Pick elements of largest absolute value
(Edited with a slight tweak for a tiny bit more speed)
For the non-duplicate version I am finding this quite fast:
f = If[+## > 0, ##] & @@ {Max[#], Min[#]} &
f /@ list
(* {-5, 6, 4, -9} *)
I'd use Ordering
, as Nasser did, but with the default sort as it will be much faster:
# ~Extract~ Ordering[Abs@#, -1] & /@ list
{-5, 6, 4, -9}
If duplicates are required we can substitute Position but Pinguin Dirk's method is faster.
list = {{1, -3, -5}, {2, 1, 6}, {0, 2, 4}, {-9, 2, 6}, {1, -2, 2}}
# ~Extract~ (Position[#, Max@#] &@Abs@#) & /@ list
{{-5}, {6}, {4}, {-9}, {-2, 2}}
Here is a concise use of Pick
that appears to be competitive for the with-duplicates case:
f[a_] := Pick[a, #, Max@#] & @ Abs @ a
f /@ list
{{-5}, {6}, {4}, {-9}, {-2, 2}}
Timings in version 7 (Pick
should be faster in v8 and after):
SetAttributes[timeAvg, HoldFirst]
timeAvg[func_] := Do[If[# > 0.3, Return[#/5^i]] & @@ Timing@Do[func, {5^i}], {i, 0, 15}]

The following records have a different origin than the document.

Issue #159, opened 2020-05-29
Add buoyancy plugin


chapulina:
@nkoenig started a port that was almost merged on BitBucket, but didn't get in in time for the GitHub migration. We should reopen that PR soon so it's not left behind.

https://osrf-migration.github.io/ignition-gh-pages/#!/ignitionrobotics/ign-gazebo/pull-requests/506/page/1

nkoenig:
Ported in pull request #252

PR #252, opened 2020-07-16
Buoyancy

nkoenig:
Redo of the buoyancy PR. Original is [here](https://osrf-migration.github.io/ignition-gh-pages/#!/ignitionrobotics/ign-gazebo/pull-requests/506/page/1).

This will resolve issue #159.


nkoenig:
> LGTM. I think the only unaddressed comment from the original PR is this one from @azeey :
> 
> @azeey
> 
> "It would be good to document the reference frame of the position."
> 
> @nkoenig
> 
> "What language would you recommend? There is no frame attached to this component, so a system can use what ever frame they desire."
> 
> @azeey
> 
> "That's true, but I think that would lead to confusion. I would recommend maybe saying that the position is relative to the pose of the entity this component is attached to. If we need to specify it in world frame, we can create a CenterOfVolumeInWorld component like we did for Pose and WorldPose. "
> 
> Also, I'd appreciate it if you could also take another look, @azeey .

Add position documentation in 9eda1a7946a8b6cb0c24f44e28cd4069eee68568

PR #253, opened 2020-07-17
Some UI tweaks to Resource Spawner

chapulina:
Suggestions to #173.

I could keep tweaking more details, but this is already a large first pass. Some things I can think of:

* Start with the 1st folder selected
* Use folder icons
* Center the grid items when there's extra space on the right

resource_spawner_2


chapulina:
> the right side containing the models is squished until the user manually expands the sidebar, should we stick with this or do something like expanding the minimum size of the sidebar?

I tweaked the minimum sizes a bit so that it's not too big but also not too squished. Let me know what you think: 50d7520bae770484758ca4ee1cba52b98477165d

chapulina:
Added @ColeOSRF's folder icons:

folders

PR #260, opened 2020-07-22
Deactivate PerformerDetector if its parent model gets removed

azeey:
The `PerformerDetector` system currently assumes that its parent model always exists, but when used with levels, the parent model may get unloaded during simulation causing a segfault. This change deactivates a `PerformerDetector` if the model it is associated with gets removed.


nkoenig:
@azeey ,  can you get this merged as soon as possible so that I can role out an update to cloudsim?

nkoenig:
This looks good. I'll merge and start the release process.

Issue #239, opened 2020-07-14
Support names with spaces.


luca-della-vedova:
I have been playing with some models that have spaces in their names, such as [Pine Tree](https://app.ignitionrobotics.org/OpenRobotics/fuel/models/Pine%20Tree) and noticed that when I spawn multiple models in the same world, such as:
```
    <include>
      <name>Pine Tree</name>
      <uri>model://Pine Tree</uri>
      <pose>78.16778723671018 -35.70987539227364 0 0 0 1.5708</pose>
      <static>True</static>
    </include>
    <include>
      <name>Pine Tree_2</name>
      <uri>model://Pine Tree</uri>
      <pose>74.0254778248307 -32.28629661564661 0 0 0 1.5708</pose>
      <static>True</static>
    </include>
```
I get the following error (and the model is spawned black):
```
[ign-8] [GUI] [Err] [SceneManager.cc:159] Visual: [Pine] already exists
```
I tracked down the problem being in the Name component missing the second word, and I believe this is due to the way we are doing serialization and deserialization in the Component template, specifically if I understand correctly we use the operator << for serialization and the operator >> for deserialization.
However, this doesn't work greatly for strings since, in the case of strings with spaces, the >> operator will only operate until the space (hence both models are seen as having the name "Pine").
By contrast this world file works OK for gazebo classic, do you think it should be fixed or should we just impose a "No model names with spaces" policy?

chapulina:
> this world file works OK for gazebo classic

If I recall correctly, classic's support for names with spaces is spotty. I could find a couple issues related to using spaces in resources:

* https://github.com/osrf/gazebo/issues/2056
* https://github.com/osrf/gazebo/issues/2369

> this is due to the way we are doing serialization and deserialization in the Component template

Thank you for tracking down the source of the problem. Regardless of whether we want to support names with spaces, this sounds like a bug on string components. We can create a custom serializer for `std::string` that doesn't use operators. I'll work on that :ok_hand: 

> should we just impose a "No model names with spaces" policy?

Once the serialization issue is solved, I imagine we may run into others, such as [topic names](https://ignitionrobotics.org/api/transport/9.0/nodestopics.html).

I don't think `components::Name` should be opinionated about this kind of detail though. There will be use cases where users would like to use pretty human-readable names for their entities and it won't break anything in their setup. So I think this could be handled at each system's level. For example, systems that use entity names for topics could convert `Pine Tree` to `pine_tree` and document that.

[...]

Issue #85, opened 2020-04-21
Simplify determination of a sensor's topic name 


gerkey:
In the course of migrating a plugin from Gazebo to Ignition (#80), I needed to subscribe to data published via `ign-transport` by an IMU sensor. To determine the fully qualified topic name to subscribe to, I ended up jumping through [quite some hoops](https://github.com/gerkey/ardupilot_gazebo/blob/ignition/src/ArduPilotPlugin.cc#L841-L884) inside `PreUpdate()`:

```
// This lookup is done in PreUpdate() because in Configure() it's not possible to get the fully qualified topic name we want
  if(!this->dataPtr->imuInitialized)
  {
    // Set unconditionally because we're only going to try this once.
    this->dataPtr->imuInitialized = true;
    std::string imuTopicName;
    _ecm.Each<ignition::gazebo::components::Imu, ignition::gazebo::components::Name>(
            [&](const ignition::gazebo::Entity &_imu_entity,
                const ignition::gazebo::components::Imu * /*_imu*/,
                const ignition::gazebo::components::Name *_name)->bool
        {
          if(_name->Data() == this->dataPtr->imuName)
          {
            // The parent of the imu is imu_link
            ignition::gazebo::Entity parent = _ecm.ParentEntity(_imu_entity);
	    this->dataPtr->modelLink = parent;
            if(parent != ignition::gazebo::kNullEntity)
            {
              // The grandparent of the imu is the quad itself, which is where this plugin is attached
              ignition::gazebo::Entity gparent = _ecm.ParentEntity(parent);
              if(gparent != ignition::gazebo::kNullEntity)
              {
                ignition::gazebo::Model gparent_model(gparent);
                if(gparent_model.Name(_ecm) == this->dataPtr->modelName)
                {
                  imuTopicName = ignition::gazebo::scopedName(_imu_entity, _ecm) + "/imu";
                  igndbg << "Computed IMU topic to be: " << imuTopicName << std::endl;
                }
              }
            }
          }
          return true;
        });
    
    if(imuTopicName.empty())
    {
      ignerr << "[" << this->dataPtr->modelName << "] "
            << "imu_sensor [" << this->dataPtr->imuName
            << "] not found, abort ArduPilot plugin." << "\n";
      return;
    }

    this->dataPtr->node.Subscribe(imuTopicName, &ignition::gazebo::systems::ArduPilotPluginPrivate::imuCb, this->dataPtr.get());
  }
```

[...]

PR #266, opened 2020-07-30
Sensor topics available through components and GUI

chapulina:
Addresses https://github.com/ignitionrobotics/ign-gazebo/issues/85 
Requires https://github.com/ignitionrobotics/ign-sensors/pull/33/ and https://github.com/ignitionrobotics/ign-transport/pull/153

---

While working on #239, I thought it would be good to also address #85. This adds a `SensorTopic` component that can be checked from any system and is also displayed on the GUI. It uses the new API on `ign-sensors` to get the real topic that is being published, after all inputs and modifications have been applied to it.

:warning: This PR doesn't add topic components for rendering sensors because the API on this branch doesn't make it easy to access the ECM and the sensor pointer at the same time. The [Sensors::CreateSensor](https://github.com/ignitionrobotics/ign-gazebo/blob/aea1accff6d8daee0358ae9025e2a9797d292844/src/systems/sensors/Sensors.cc#L466-L467) function on Dome takes an `Entity` ID which will make it easier to add topics for those sensors, so my current suggestion is to only support topic components for rendering sensors from Dome. Let me know what you think, @iche033 .


test/integration/air_pressure_system.cc
```diff
@@ -53,6 +58,43 @@ TEST_F(AirPressureTest, AirPressure)
...
   EXPECT_FALSE(*server.Running(0));
 
+  const std::string sensorName = "air_pressure_sensor";
+
+  auto topic = "world/air_pressure_sensor/model/air_pressure_model/link/link/"
+      "sensor/air_pressure_sensor/air_pressure";
+
+  bool updateChecked{false};
+
+  // Create a system that records altimeter data
```
iche033, line 68: `...that checks sensor topic`?

test/integration/logical_camera_system.cc
```diff
@@ -72,17 +73,53 @@ TEST_F(LogicalCameraTest, LogicalCameraBox)
...
   EXPECT_FALSE(*server.Running(0));
 
+  const std::string sensorName = "logical_camera";
+
+  auto topic = "world/logical_camera_sensor/model/logical_camera/link/"
+      "logical_camera_link/sensor/logical_camera/logical_camera";
+
+  bool updateChecked{false};
+
+  // Create a system that records altimeter data
```
iche033, line 83: update comment here

iche033:
> The Sensors::CreateSensor function on Dome takes an Entity ID which will make it easier to add topics for those sensors, so my current suggestion is to only support topic components for rendering sensors from Dome.

sounds good to me.

PR #268, opened 2020-08-04
2 ➡️ 3

chapulina:


chapulina:
@azeey , could the diff drive failure on Focal be due to the friction on that DART version? It looks like the vehicle is going forward but not turning. 

I don't have a good guess about what could be causing the breadcrumb crash yet.

chapulina:
Broke part of this PR into #296

nkoenig:
Is this PR still a draft?

chapulina:
> Is this PR still a draft?

It needs updating, I'll get to it soon

chapulina:
#317

azeey:
> could the diff drive failure on Focal be due to the friction on that DART version? It looks like the vehicle is going forward but not turning.

I believe the upstream version of DART does have the same friction characteristics. The difference is our fork has slip and in the currently released implementation, each object has a very tiny amount of slip. Maybe that made the difference. I think setting smaller friction coefficients on the lateral direction of the wheels in `test/worlds/diff_drive.sdf` would fix the test failures for both DART versions. They currently use the default value, which is 1.0

PR #272, opened 2020-08-05
Sync components removal

mcres:
It sets the `SerializedStateMap` and `SerializedState` messages when a component is removed after `EntityComponentManager::RemoveComponent` is called. This allows a more precise synchronization between the server and GUI `EntityComponentManager`.

This PR is made in order to solve an issue in #234 already described [here](https://github.com/ignitionrobotics/ign-gazebo/pull/234#issuecomment-664414267) (no. 3).

A couple of comments about the PR:

- [This](https://github.com/ignitionrobotics/ign-gazebo/compare/master...mcres:sync_components_removal?expand=1#diff-f62ca607b3aece56b7217a0fb98c1253R864) TODO comment wasn't removed, given that the PR doesn't do any queuing.
- I think the PR should have 2 tests: one that checks the `SerializedStateMap` message after calling `RemoveComponent`, and another one that checks that a component is actually removed when its `remove` flag in the message is set to true. I've implemented the first one and the second should be already done [here](https://github.com/mcres/ign-gazebo/blob/61841ca5548145e364c8aeb832950289ac6b121c/src/EntityComponentManager_TEST.cc#L1628-L1693).

### DIFF
--- a/include/ignition/gazebo/EntityComponentManager.hh
+++ b/include/ignition/gazebo/EntityComponentManager.hh
@@ -534,6 +534,10 @@ namespace ignition
       /// is protected to facilitate testing.
       protected: void ClearNewlyCreatedEntities();
 
+      /// \brief Clear the list of removed components so that a call to
+      /// RemoveComponent doesn't make the list grow indefinitely.
+      protected: void ClearRemovedComponents();
+
       /// \brief Process all entity remove requests. This will remove
       /// entities and their components. This function is protected to
       /// facilitate testing.
--- a/src/EntityComponentManager.cc
+++ b/src/EntityComponentManager.cc
@@ -48,6 +48,18 @@ class ignition::gazebo::EntityComponentManagerPrivate
   /// \return True if created successfully.
   public: bool CreateComponentStorage(const ComponentTypeId _typeId);
 
+  /// \brief Create a message for the removed components
+  /// \param[in] _entity Entity with the removed components
+  /// \param[out] _msg Entity message
+  public: void SetRemovedComponentsMsgs(Entity &_entity,
+                          msgs::SerializedEntity *_msg);
+
+  /// \brief Create a message for the removed components
+  /// \param[in] _entity Entity with the removed components
+  /// \param[out] _msg State message
+  public: void SetRemovedComponentsMsgs(Entity &_entity,
+                        msgs::SerializedStateMap &_msg);
+
   /// \brief Map of component storage classes. The key is a component
   /// type id, and the value is a pointer to the component storage.
   public: std::map<ComponentTypeId,
@@ -75,7 +87,7 @@ class ignition::gazebo::EntityComponentManagerPrivate
   /// \brief The set of components that each entity has
   public: std::map<Entity, std::vector<ComponentKey>> entityComponents;
 
-  /// \brief A mutex to protect newly created entityes.
+  /// \brief A mutex to protect newly created entities.
   public: std::mutex entityCreatedMutex;
 
   /// \brief A mutex to protect entity remove.
@@ -83,6 +95,9 @@ class ignition::gazebo::EntityComponentManagerPrivate
 
   /// \brief A mutex to protect from concurrent writes to views
   public: mutable std::mutex viewsMutex;
+
+  /// \brief A mutex to protect removed components
+  public: mutable std::mutex removedComponentsMutex;
 
   /// \brief The set of all views.
   public: mutable std::map<detail::ComponentTypeKey, detail::View> views;
@@ -99,7 +114,7 @@ class ignition::gazebo::EntityComponentManagerPrivate
   /// which belongs the component, and the value is the component being
   /// removed. This is set when RemoveComponent() is called, so we assume
   /// only one removed component per entity.
-  std::map<Entity, ComponentKey> removedComponents;
+  std::unordered_multimap<Entity, ComponentKey> removedComponents;
 };
 
 //////////////////////////////////////////////////
@@ -160,6 +175,13 @@ void EntityComponentManager::ClearNewlyCreatedEntities()
   {
     view.second.ClearNewEntities();
   }
+}
+
+/////////////////////////////////////////////////
+void EntityComponentManager::ClearRemovedComponents()
+{
+  std::lock_guard<std::mutex> lock(this->dataPtr->removedComponentsMutex);
+  this->dataPtr->removedComponents.clear();
 }
 
 /////////////////////////////////////////////////
@@ -305,7 +327,11 @@ bool EntityComponentManager::RemoveComponent(
   this->UpdateViews(_entity);
 
   // Add component to map of removed components
-  this->dataPtr->removedComponents[_entity] = _key;
+  {
+    std::lock_guard<std::mutex> lock(this->dataPtr->removedComponentsMutex);
+    this->dataPtr->removedComponents.insert(std::make_pair(_entity, _key));
+  }
+
   return true;
 }
 
@@ -743,6 +769,68 @@ void EntityComponentManager::RebuildViews()
 }
 
 //////////////////////////////////////////////////
+void EntityComponentManagerPrivate::SetRemovedComponentsMsgs(Entity &_entity,
+                                        msgs::SerializedEntity *_entityMsg)
+{
+  std::lock_guard<std::mutex> lock(this->removedComponentsMutex);
+  uint64_t nEntityKeys = this->removedComponents.count(_entity);
+  if (nEntityKeys == 0)
+    return;
+
+  auto it = this->removedComponents.find(_entity);
+  for (uint64_t i = 0; i < nEntityKeys; ++i)
+  {
+    auto compMsg = _entityMsg->add_components();
+
+    auto removedComponent = it->second;
+
+    // Empty data is needed for the component to be processed afterwards
+    compMsg->set_component(" ");
+    compMsg->set_type(removedComponent.first);
+    compMsg->set_remove(true);
+
+    it++;
+  }
+
+  // Remove entity from map
+  this->removedComponents.erase(_entity);
+}
+
+//////////////////////////////////////////////////
+void EntityComponentManagerPrivate::SetRemovedComponentsMsgs(Entity &_entity,
+                                    msgs::SerializedStateMap &_msg)
+{
+  std::lock_guard<std::mutex> lock(this->removedComponentsMutex);
+  uint64_t nEntityKeys = this->removedComponents.count(_entity);
+  if (nEntityKeys == 0)
+    return;
+
+  // Find the entity in the message
+  auto entIter = _msg.mutable_entities()->find(_entity);
+
+  auto it = this->removedComponents.find(_entity);
+  for (uint64_t i = 0; i < nEntityKeys; ++i)
+  {
+    auto removedComponent = it->second;
+
+    msgs::SerializedComponent compMsg;
+
+    // Empty data is needed for the component to be processed afterwards
+    compMsg.set_component(" ");
+    compMsg.set_type(removedComponent.first);
+    compMsg.set_remove(true);
+
+    (*(entIter->second.mutable_components()))[
+      static_cast<int64_t>(removedComponent.first)] = compMsg;
+
+    it++;
+  }
+
+  // Remove entity from map
+  this->removedComponents.erase(_entity);
+}
+
+//////////////////////////////////////////////////
 void EntityComponentManager::AddEntityToMessage(msgs::SerializedState &_msg,
     Entity _entity, const std::unordered_set<ComponentTypeId> &_types) const
 {
@@ -775,9 +863,12 @@ void EntityComponentManager::AddEntityToMessage(msgs::SerializedState &_msg,
     compBase->Serialize(ostr);
 
     compMsg->set_component(ostr.str());
-
-    // TODO(anyone) Set component being removed once we have a way to queue it
   }
+
+  // Add a component to the message and set it to be removed if the component
+  // exists in the removedComponents map.
+  // TODO(anyone) Set component being removed once we have a way to queue it
+  this->dataPtr->SetRemovedComponentsMsgs(_entity, entityMsg);
 }
 
 //////////////////////////////////////////////////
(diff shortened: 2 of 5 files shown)


mcres:
@azeey @mabelzhang

src/EntityComponentManager.cc
```diff
@@ -853,6 +862,29 @@ void EntityComponentManager::AddEntityToMessage(msgs::SerializedStateMap &_msg,
...
+      cmp.set_type(removedComponent.first);
+      cmp.set_remove(true);
+      // Empty data is needed for the component to be processed afterwards
+      cmp.set_component(" ");
+
+      (*(entIter->second.mutable_components()))[
+        static_cast<int64_t>(removedComponent.first)] = cmp;
+
+      // Remove component from map
+      this->dataPtr->removedComponents.erase(_entity);
```
azeey, line 886: We should make it possible to clear `removedComponents` outside of this function. For example, `GuiRunner` calls `SetState` to synchronize its ECM and ends up calling `RemoveComponent`, but since it doesn't publish its ECM, `removedComponents` is never cleared and would grow indefinitely. I suggest creating a function `ClearRemovedComponents` and whoever uses the ECM is responsible for calling it after a time step or a sync, just like `ClearNewlyCreatedEntities` and `ProcessRemoveEntityRequests`. 

https://github.com/ignitionrobotics/ign-gazebo/blob/139020c8ec0af219efd848b84b4954c2c65936e9/src/SimulationRunner.cc#L713-L716
https://github.com/ignitionrobotics/ign-gazebo/blob/139020c8ec0af219efd848b84b4954c2c65936e9/src/gui/GuiRunner.cc#L103-L104

src/EntityComponentManager.cc
```diff
@@ -94,6 +94,12 @@ class ignition::gazebo::EntityComponentManagerPrivate
 
   /// \brief Keep track of entities already used to ensure uniqueness.
   public: uint64_t entityCount{0};
+
+  /// \brief Map of removed components. The key is the entity to
+  /// which belongs the component, and the value is the component being
+  /// removed. This is set when RemoveComponent() is called, so we assume
+  /// only one removed component per entity.
+  std::map<Entity, ComponentKey> removedComponents;
```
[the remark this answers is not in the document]
mcres: I don't really know how the sync works, but I supposed that it would occur immediately after `RemoveComponent` is called. So if you want to remove two different components of the same entity you would have to call `RemoveComponent` twice. My question is, in this case sync would take place after the first call or after the second?

src/EntityComponentManager.cc
mcres: I assume that `this->dataPtr->removedComponents.erase(_entity)` wouldn't be needed there, even if the ECM is actually publishing the message? I mean, it would be the responsibility of the server to call that method?

src/EntityComponentManager.cc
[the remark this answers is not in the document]
azeey: No, I believe sync happens once every iteration when the `SceneBroadcaster` publishes the state message in its `PostUpdate` https://github.com/ignitionrobotics/ign-gazebo/blob/139020c8ec0af219efd848b84b4954c2c65936e9/src/systems/scene_broadcaster/SceneBroadcaster.cc#L302 So, calling `RemoveComponent` doesn't cause a sync.

src/EntityComponentManager.cc
azeey: Well, remember that the server and the GUI have their own instances of the `EntityComponentManager` (ECM) class. What the GUI does on its own ECM doesn't affect the server. In the future, we will probably add a way for the GUI's ECM to be sent to the server, but that's not the case right now.

When the GUI calls `RemoveComponent` on its instance of ECM,  the removed component is added to `removeComponents` of the GUI ECM. But since the GUI doesn't call `AddEntityToMessage` (because it doesn't need to publish its state),  the `removedComponents` container inside the GUI ECM will not be cleared.

It would be better if `removedComponents` gets cleared every time step regardless of whether `AddEntityToMessage` is called.

src/EntityComponentManager.cc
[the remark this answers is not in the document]
mcres: 7992720

src/EntityComponentManager.cc
```diff
@@ -853,6 +862,29 @@ void EntityComponentManager::AddEntityToMessage(msgs::SerializedStateMap &_msg,
     compIter->second.set_component(ostr.str());
 
     // TODO(anyone) Set component being removed once we have a way to queue it
+
+    // Add a component to the message and set it to be removed if the component
+    // exists in the removedComponents map.
+
+    bool entityHasRemovedComponent =
```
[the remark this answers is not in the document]
mcres: 7992720

src/EntityComponentManager.cc
```diff
@@ -853,6 +862,29 @@ void EntityComponentManager::AddEntityToMessage(msgs::SerializedStateMap &_msg,
     compIter->second.set_component(ostr.str());
 
     // TODO(anyone) Set component being removed once we have a way to queue it
+
+    // Add a component to the message and set it to be removed if the component
```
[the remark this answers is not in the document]
mcres: Addressed in 7992720

I've created 2 overloaded functions to deal with `msgs::SerializedState` and `msgs::SerializedStateMap`.
Also added a test for the `SerializedState` message.

src/EntityComponentManager.cc
mcres: I think I didn't explain myself very well.

I've added the `ClearRemovedComponents` function in 7992720, but I'm not sure if [this](https://github.com/ignitionrobotics/ign-gazebo/blob/79927200d07cd5bc5953dde14ee15182988b06ff/src/EntityComponentManager.cc#L796) is still necessary or it's enough if `SimulationRunner.cc` and `GuiRunner.cc` call `ClearRemovedComponents`?

azeey: Ah, I see. Yeah, I don't think its necessary. In fact, I think we should remove it because leaving it in would make it so that only one caller of `EntityComponentManager::State` would get the list of removed components. The second caller won't get the removed components because `removedComponents` would have been cleared by the first call.

src/EntityComponentManager_TEST.cc
```diff
@@ -2009,6 +2009,112 @@ TEST_P(EntityComponentManagerFixture, SetChanged)
...
+  {
+    auto iter = newStateMsg.entities().find(e1);
+    const auto &e1Msg = iter->second;
+    EXPECT_EQ(1, e1Msg.components_size());
+    auto compIter = e1Msg.components().begin();
+
+    // First component
+    const auto &e1c0Msg = compIter->second;
+    EXPECT_FALSE(e1c0Msg.remove());
+  }
```
azeey, line 2065: These tests look great! One more check would be to create another instance of `EntityComponentManager` that is synced with `manager` via `SetState` before and after the components are removed. This will test that deserialization is working properly without actually publishing messages.

include/ignition/gazebo/EntityComponentManager.hh
```diff
@@ -534,6 +534,10 @@ namespace ignition
       /// is protected to facilitate testing.
       protected: void ClearNewlyCreatedEntities();
 
+      /// \brief Clear the list of removed components so that a call to
+      /// RemoveComponent doesn't make the list grow indefinitely.
+      protected: void ClearRemovedComponents();
```
azeey, line 539: Now that this exists, can you add a call to `ClearRemovedComponents` from https://github.com/ignitionrobotics/ign-gazebo/blob/139020c8ec0af219efd848b84b4954c2c65936e9/src/SimulationRunner.cc#L713-L716 and https://github.com/ignitionrobotics/ign-gazebo/blob/139020c8ec0af219efd848b84b4954c2c65936e9/src/gui/GuiRunner.cc#L103-L104

src/EntityComponentManager.cc
```diff
@@ -94,6 +109,12 @@ class ignition::gazebo::EntityComponentManagerPrivate
 
   /// \brief Keep track of entities already used to ensure uniqueness.
   public: uint64_t entityCount{0};
+
+  /// \brief Map of removed components. The key is the entity to
+  /// which belongs the component, and the value is the component being
+  /// removed. This is set when RemoveComponent() is called, so we assume
+  /// only one removed component per entity.
```
azeey, line 116: The documentation is out of date now.

src/EntityComponentManager_TEST.cc
azeey: It would also be great if you could add checks that cover `ClearRemovedComponents`? You'll have to add a member function `EntityCompMgrTest` that in turn calls `ClearRemovedComponents`. If you are running out of time, let me know and I can add this test.

mcres: Thank you!
Addressed in 942c6d4.

> It would also be great if you could add checks that cover ClearRemovedComponents

Following up on https://github.com/ignitionrobotics/ign-gazebo/pull/272#discussion_r468292455, I've added a `ClearRemovedComponents` on the first two tests, so I think I don't need to add an extra test for that? Let me know.
I've also added the sync test between managers.

include/ignition/gazebo/EntityComponentManager.hh
mcres: 942c6d4

src/EntityComponentManager.cc
mcres: 942c6d4

src/EntityComponentManager_TEST.cc
```diff
@@ -2009,6 +2013,191 @@ TEST_P(EntityComponentManagerFixture, SetChanged)
...
+
+  // Remove components and synchronize again
+  manager.RemoveComponent(e1, e1c1);
+  manager.RemoveComponent(e1, e1c2);
+
+  msgs::SerializedStateMap newStateMsg;
+  manager.State(newStateMsg);
+
+  guiManager.SetState(newStateMsg);
```
azeey, line 2175: Before calling `guiManager.State()`,  it would be good to check if the components are not there via the `Component` API

```suggestion
  EXPECT_TRUE(nullptr != guiManager.Component<IntComponent>(e1));
  EXPECT_TRUE(nullptr != guiManager.Component<DoubleComponent>(e1));
  EXPECT_TRUE(nullptr != guiManager.Component<StringComponent>(e1));
  guiManager.SetState(newStateMsg);
  EXPECT_TRUE(nullptr != guiManager.Component<IntComponent>(e1));
  EXPECT_TRUE(nullptr == guiManager.Component<DoubleComponent>(e1));
  EXPECT_TRUE(nullptr == guiManager.Component<StringComponent>(e1));
  
```

src/EntityComponentManager_TEST.cc
azeey: That will do. Thanks!

src/EntityComponentManager_TEST.cc
mcres: 2f3cd6e

azeey:
This looks ready to me. @chapulina, mind taking a quick look?

src/EntityComponentManager.cc
```diff
@@ -766,9 +856,12 @@ void EntityComponentManager::AddEntityToMessage(msgs::SerializedState &_msg,
     compBase->Serialize(ostr);
 
     compMsg->set_component(ostr.str());
-
-    // TODO(anyone) Set component being removed once we have a way to queue it
   }
+
+  // Add a component to the message and set it to be removed if the component
+  // exists in the removedComponents map.
+  // TODO(anyone) Set component being removed once we have a way to queue it
```
chapulina, line 863: I think these TODOs can be removed now, right? We're not "queuing" the removal, but for the purposes of this function, keeping track of what components were removed should be all that's needed.

src/SimulationRunner.cc
```diff
@@ -716,6 +716,9 @@ void SimulationRunner::Step(const UpdateInfo &_info)
   // Process entity removals.
   this->entityCompMgr.ProcessRemoveEntityRequests();
 
+  // Process components removals
+  this->entityCompMgr.ClearRemovedComponents();
```
chapulina, line 720: I noticed that the order between `ClearRemovedComponents` and `ProcessRemoveEntityRequests` is swapped on the server and client.

It probably doesn't matter, right? But just for consistency in case the internal implementation of these functions change in the future, it would be nice to be consistent with the ordering.

src/EntityComponentManager.cc
mcres: Should I move them to where they originally were?
I didn't remove them because I though maybe some kind of queuing should need to be done in the future.

chapulina: I'd just remove these lines. The queuing is still needed, but not by this function

src/EntityComponentManager.cc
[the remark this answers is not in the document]
chapulina: I just saw this question. I think we've been keeping it for backwards compatibility. We can deprecate the use of anything non-map. We'll probably have to deprecate on dome and remove on E.

src/EntityComponentManager.cc
mcres: b913c32

src/SimulationRunner.cc
mcres: b913c32

src/EntityComponentManager_TEST.cc
```diff
@@ -2009,6 +2013,198 @@ TEST_P(EntityComponentManagerFixture, SetChanged)
...
+  // Check message
+  {
+    auto iter = stateMsg.entities().find(e1);
+    const auto &e1Msg = iter->second;
+    auto compIter = e1Msg.components().begin();
+
+    // First component
+    const auto &e1c2Msg = compIter->second;
+    compIter++;
+    EXPECT_TRUE(e1c2Msg.remove());
```
chapulina, line 2043: This expectation is failing on macOS, as well as line 2052:

https://build.osrfoundation.org/job/ignition_gazebo-ci-pr_any-homebrew-amd64/3546/testReport/(root)/EntityComponentManagerRepeat_EntityComponentManagerFixture/SerializedStateMapMsgAfterRemoveComponent_1/

I'm not sure yet what could be different there.

mcres: It must be the way I access the components with `compIter`. It seems that the order they are accessed is different in macOS than Linux. This has been solved [like this](https://github.com/ignitionrobotics/ign-gazebo/blob/master/src/EntityComponentManager_TEST.cc#L1528-L1554) in the `State` test. Should I do the same?

azeey: The order of elements in `components()` seems like an implementation detail that we probably don't want to rely on because it depends on the (undetermined) order in `removedComponents` which is an `std::unordered_multimap`. If we want to preserve the order of components, you can use `std::unordered_map<Entity, std::vector<ComponentKey>>` for `removedComponents` instead.

A different solution would be to have the expectations in a map from `component type id` -> `bool expectation` when creating the components at the beginning of the test. The component type id is returned by `CreateComponent` as the first element of a pair. Once you have the map, you can iterate through the components in `stateMsg` and look them up from the map based on their type.

mcres:
Is there anything that needs to be done yet?

chapulina:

list = RandomInteger[{-30, 30}, {50000, 20}];
# ~Extract~ (Position[#, Max@#] &@Abs@#) & /@ list // timeAvg
Pick[list, UnitStep[# - Max[#]] & /@ (Abs@list), 1] // timeAvg
f /@ list // timeAvg
0.2496
0.2184
0.1996
Nasser's timings in version 9 are: 0.328, 0.112, 0.203 showing that Pinguin Dirk's code is by far the fastest in recent versions.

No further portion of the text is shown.